Friday, August 15, 2008

Yay Lizzy. We are so proud of you, your mom, grandma and grandpa!!

Elizabeth is beating the odds

By Peg Reynolds, Staff Reporter
Published: Friday, August 15, 2008 1:28 PM CDT
E-mail this story | Print this page
Pontiac Fire Department will “Fill the Boot” again this weekend to help Jerry’s Kids who are afflicted with muscular dystrophy. The firemen will be accepting donations between 10 a.m. and 1 p.m. Saturday at Pontiac Wal-Mart and Sunday at Big R. With the firemen is Elizabeth Hallam, of Pontiac, the Goodwill Ambassador for the MDA for Central Illinois. She suffers from spinal muscular atrophy type 1. Firemen from left are Scott Runyon, Todd Gould, Andy Vitzthum and Jace Weaver. (Photo provided)

There is a 4 1/2-year-old Pontiac girl who is surpassing a doctor’s prognosis of not celebrating her second birthday.

Elizabeth Lee Hallam, born Sept. 29, 2003, was diagnosed with SMA (spinal muscular atrophy) type 1 on May 11, 2004. Her parents, Christen Huette and Brandon Hallam, learned that this was the number one genetic killer of children under the age of two.

SMA is a group of inherited and sometimes fatal diseases that destroys the nerves controlling voluntary movement. This affects crawling, walking, head and neck control and even swallowing.

Two months after Elizabeth was diagnosed, she was placed in a clinical study at Stanford, Calif.
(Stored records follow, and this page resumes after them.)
PR #687, opened 2019-09-17
Docs 21 encryption

mthambipillai:


mondoreale:
Hi guys, this PR is getting kinda old. Is there anything we can do to cross it off the list?

hpihkala:
Is this WIP? I guess completing the task depends on [this PR](https://github.com/streamr-dev/streamr-client-javascript/pull/83) to be finalized? Ping @mthambipillai

mthambipillai:
@hpihkala It's not WIP, it's one of my PRs awaiting review. It's not blocked by the key exchange PR since you asked me to create this documentation for the symmetric encryption only.

hpihkala:
Ok! I guess the original JIRA ticket however can only be closed by complete docs for encryption, including the new key exchange, so this was intended as an intermediate step.

How about we repurpose this PR and expand it to contain the final encryption docs?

The study is funded by MDA, but the cost of the trip, their lodging and Elizabeth’s medication, which costs between $200 and $300 a month, are not. The mother and daughter must travel to the California hospital every four months for follow-ups.

“It’s hard to get the money, but we do it for Lizzy,” Huette said.

They discovered early in the study that Elizabeth was not on a placebo, but was taking the medication hydrozyurea, which was developed by Dr. Ching Wang.

“Her movement increased after taking the medication for two weeks,” said her mother. “When she was first diagnosed, she didn’t move the bottom part of her body at all. She was moving her legs, starting to bend her legs while laying flat on the floor, and she looked like she had more energy.”

Elizabeth started to lose her ability to swallow after a case of strep throat soon after their first trip to Stanford.

“She got really ill and would gag when eating or refused to eat at all. Our doctor's nurse told me, ‘There is nothing more doctor can do for Elizabeth.’ Their opinions have since changed because of how well Elizabeth has been doing for the past three years.”

A nissen/g-tube saved Elizabeth's life, her mother said. A swallow study had showed Elizabeth was silently aspirating on liquids.

Elizabeth requires around-the-clock care, which is shared between family members. She has physical therapy once a week

Huette said she owns a van, but it does not have a wheelchair lift. A ramp was built at their Pontiac home by RAMP. She is inquiring into a home school video conferencing live feed, which is funded by a foundation. Her daughter can not mix daily with other school-age children, as a simple illness would land Elizabeth in the hospital for two weeks, or worse.

Huette said her parents, Herb and Jeanne Huette, have helped her and Elizabeth through their trials, as have the other members of the family.

Huette also praises the efforts of Senator Barack Obama and State Sen. Dan Rutherford, R-Chenoa, who have both come to her rescue when she battles “red tape.” “I have them both on speed-dial,” she said.

The Pontiac Fire Department is another group that is helping Elizabeth fight her battle. They will conduct their second and third “Fill the Boot Drive” this weekend. On Saturday they will be at Wal-Mart from 10 a.m. to 1 p.m. Sunday’s collections will be at Big R from 10 a.m. to 1 p.m. Monetary donations collected for the MDA drive will stay in this area, a press release said.

1 comment:

Anonymous said...

I have to say that SMA type 0 is awful. They cannot move at all, smile or talk, and rely on a machine to keep them alive at every waking moment. It's life support at it's finest. The only thing they have is their eyes and that slowly too is affected. So is it right to have this child suffer on a ventilator?